WORK TASK
Please give back word for word the lines below, from the first one through the one with "It trained well".

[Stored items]
Issue #1352, opened 2023-10-30
Zipformer2 with CTC is hard to train


joazoa:
I am playing a bit with the CTC option in the zipformer 2, with the largest model from the documentation.
It trained well for a first dataset but when I try another dataset, the training stops.

I have tried reducing the LR, increasing the warmup period, disabling the FP16. changing the max duration, removing any augmentations in lhotse, reducing maximum file duration, removing specaugment and musan and changing the worldsize. 

Do you have any suggestions on what I could try next ?

2023-10-29 23:40:46,833 INFO [train.py:1034] (2/8) Epoch 1, batch 0, loss[loss=8.228, simple_loss=7.432, pruned_loss=7.424, ctc_loss=5.236, over 20568.00 frames. ], tot_loss[loss=8.228, simple_loss=7.432, pruned_loss=7.424, ctc_loss=5.236, over 20568.00 frames. ], batch size: 95, lr: 2.25e-02, grad_scale: 1.0
2023-10-29 23:40:46,833 INFO [train.py:1057] (2/8) Computing validation loss
2023-10-29 23:40:54,294 INFO [train.py:1066] (2/8) Epoch 1, validation: loss=inf, simple_loss=7.453, pruned_loss=7.416, ctc_loss=inf, over 901281.00 frames.
2023-10-29 23:40:54,295 INFO [train.py:1067] (2/8) Maximum memory allocated so far is 22148MB
2023-10-29 23:40:59,516 INFO [scaling.py:979] (2/8) Whitening: name=encoder.encoders.5.encoder.layers.1.nonlin_attention.whiten2, num_groups=1, num_channels=256, metric=7.26 vs. limit=5.0
2023-10-29 23:41:11,380 INFO [scaling.py:199] (2/8) ScheduledFloat: name=encoder.encoders.3.encoder.layers.0.bypass.scale_min, batch_count=0.0, ans=0.9
2023-10-29 23:41:16,030 INFO [scaling.py:199] (2/8) ScheduledFloat: name=encoder.encoders.2.encoder.layers.2.conv_module1.balancer2.min_abs, batch_count=106.66666666666667, ans=0.2016
2023-10-29 23:41:26,737 INFO [scaling.py:199] (2/8) ScheduledFloat: name=encoder.encoders.4.encoder.layers.2.feed_forward1.out_proj.dropout_p, batch_count=106.66666666666667, ans=0.29893333333333333
[...]

PR #1713, opened 2024-08-12
fix the CTC zipformer2 training

KarelVesely84:
- too many supervision tokens
- change filtering rule to `if (T - 2) < len(tokens): return False`
- this prevents inf. from appearing in the CTC loss value (empirically tested)

### DIFF
--- a/egs/librispeech/ASR/zipformer/train.py
+++ b/egs/librispeech/ASR/zipformer/train.py
@@ -1300,9 +1300,11 @@ def run(rank, world_size, args):
         T = ((c.num_frames - 7) // 2 + 1) // 2
         tokens = sp.encode(c.supervisions[0].text, out_type=str)
 
-        if T < len(tokens):
+        # For CTC `(T - 2)  < len(tokens)` is needed. otherwise inf. in loss appears.
+        # For Transducer `T < len(tokens)` was okay.
+        if (T - 2) < len(tokens):
             logging.warning(
-                f"Exclude cut with ID {c.id} from training. "
+                f"Exclude cut with ID {c.id} from training (too many supervision tokens). "
                 f"Number of frames (before subsampling): {c.num_frames}. "
                 f"Number of frames (after subsampling): {T}. "
                 f"Text: {c.supervisions[0].text}. "


KarelVesely84:
workflow: https://github.com/k2-fsa/icefall/actions/runs/10348851808/job/28642009312?pr=1713 
```
fatal: unable to access 'https://huggingface.co/Zengwei/icefall-asr-librispeech-zipformer-2023-05-15/': Recv failure: Connection reset by peer
```

KarelVesely84:
Hi @csukuangfj ,
how about this one ? Is @yaozengwei testing it currently ?

It is solving the issue https://github.com/k2-fsa/icefall/issues/1352 

My theory is that CTC uses 2 extra symbols at beginning/end of label sequence.
So, the label-length limit needs to be lowered by 2 symbols to accomodate that.

Best regards
Karel

csukuangfj:
Sorry for the late reply.


Could you analyze the wave that causes inf loss?
Is it too short?

Does it contain only a single word or does it contain nothing at all?

KarelVesely84:
Hi,
the problematic utterance contained many words:
`(num_embeddings, supervision_length, difference a-b) = (34, 33, 1)`

text:
['▁O', 'f', '▁all', '▁.', '▁P', 'ar', 'li', 'a', 'ment', '▁,', '▁Co', 'un', 'c', 'il', '▁and', '▁Co', 'm', 'm', 'i', 's', 's', 'ion', '▁are', '▁work', 'ing', '▁to', 'ge', 'ther', '▁to', '▁de', 'li', 'ver', '▁.']

It seems like a better set of BPEs could reduce the number of supervision tokens.
Nevertheless, this would only hide the ``inf.'' problem for CTC.

I believe the two extra tokens for the CTC loss are the `<bos/eos>` 
that get (pre-,ap-)pended to the supervision sequence,
hence the `(T - 2)`.

Best regards
Karel

csukuangfj:
> the problematic utterance contained many words:

Thanks for sharing! Could you also post the duration of the corresponding wave file?

KarelVesely84:
This is the corresponding `Cut`:

`MonoCut(id='20180612-0900-PLENARY-3-59', start=557.34, duration=1.44, channel=0, supervisions=[SupervisionSegment(id='20180612-0900-PLENARY-3-59', recording_id='20180612-0900-PLENARY-3', start=0.0, duration=1.44, channel=0, text='Of all . Parliament , Council and Commission are working together to deliver .', language='en', speaker='None', gender='male', custom={'orig_text': 'of all. Parliament, Council and Commission are working together to deliver.'}, alignment=None)], features=Features(type='kaldi-fbank', num_frames=144, num_features=80, frame_shift=0.01, sampling_rate=16000, start=557.34, duration=1.44, storage_type='lilcom_chunky', storage_path='data/fbank/voxpopuli-asr-en-train_feats/feats-59.lca', storage_key='395124474,12987', recording_id='None', channels=0), recording=Recording(id='20180612-0900-PLENARY-3', sources=[AudioSource(type='file', channels=[0], source='/mnt/matylda6/szoke/EU-ASR/DATA/voxpopuli/raw_audios/en/2018/20180612-0900-PLENARY-3_en.ogg')], sampling_rate=16000, num_samples=139896326, duration=8743.520375, channel_ids=[0], transforms=None), custom={'dataloading_info': {'rank': 3, 'world_size': 4, 'worker_id': None}})`

It is a 1.44 sec long cut in a very long recording (2.42 hrs).
And the 1.44 sec is very little to pronounce all the words in the reference text : 
"Of all . Parliament , Council and Commission are working together to deliver ."

csukuangfj:
yes, I think it should be good to filter out such kind of data.

KarelVesely84:
Hello, is there something needed for this to merge from my side ?
K.

KarelVesely84:
Well, without that `(T - 2)` change i was getting inf. value from the CTC loss.
There sholud be no inf. even if the data are prepared badly.

I also did not find any trace of the extra CTC symbols <bos> or <eos> or similar in the scripts.
The `torch.nn.functional.ctc_loss(.)` is getting the same set of symbols as transducer loss.

Could you try to reproduce the issue by adding a training example with a very lenghty transcript ?
(or I can create a branch to demonstrate it, say repeating the librispeech transcript 100x, just to make the error appear)

Best regards,
Karel

Vindicator645:
just letting you know that i had the same issue and this solved the problem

ANSWER TO THE PROBLEM
Issue #1352, opened 2023-10-30
Zipformer2 with CTC is hard to train


joazoa:
I am playing a bit with the CTC option in the zipformer 2, with the largest model from the documentation.
It trained well for a first dataset but when I try another dataset, the training stops.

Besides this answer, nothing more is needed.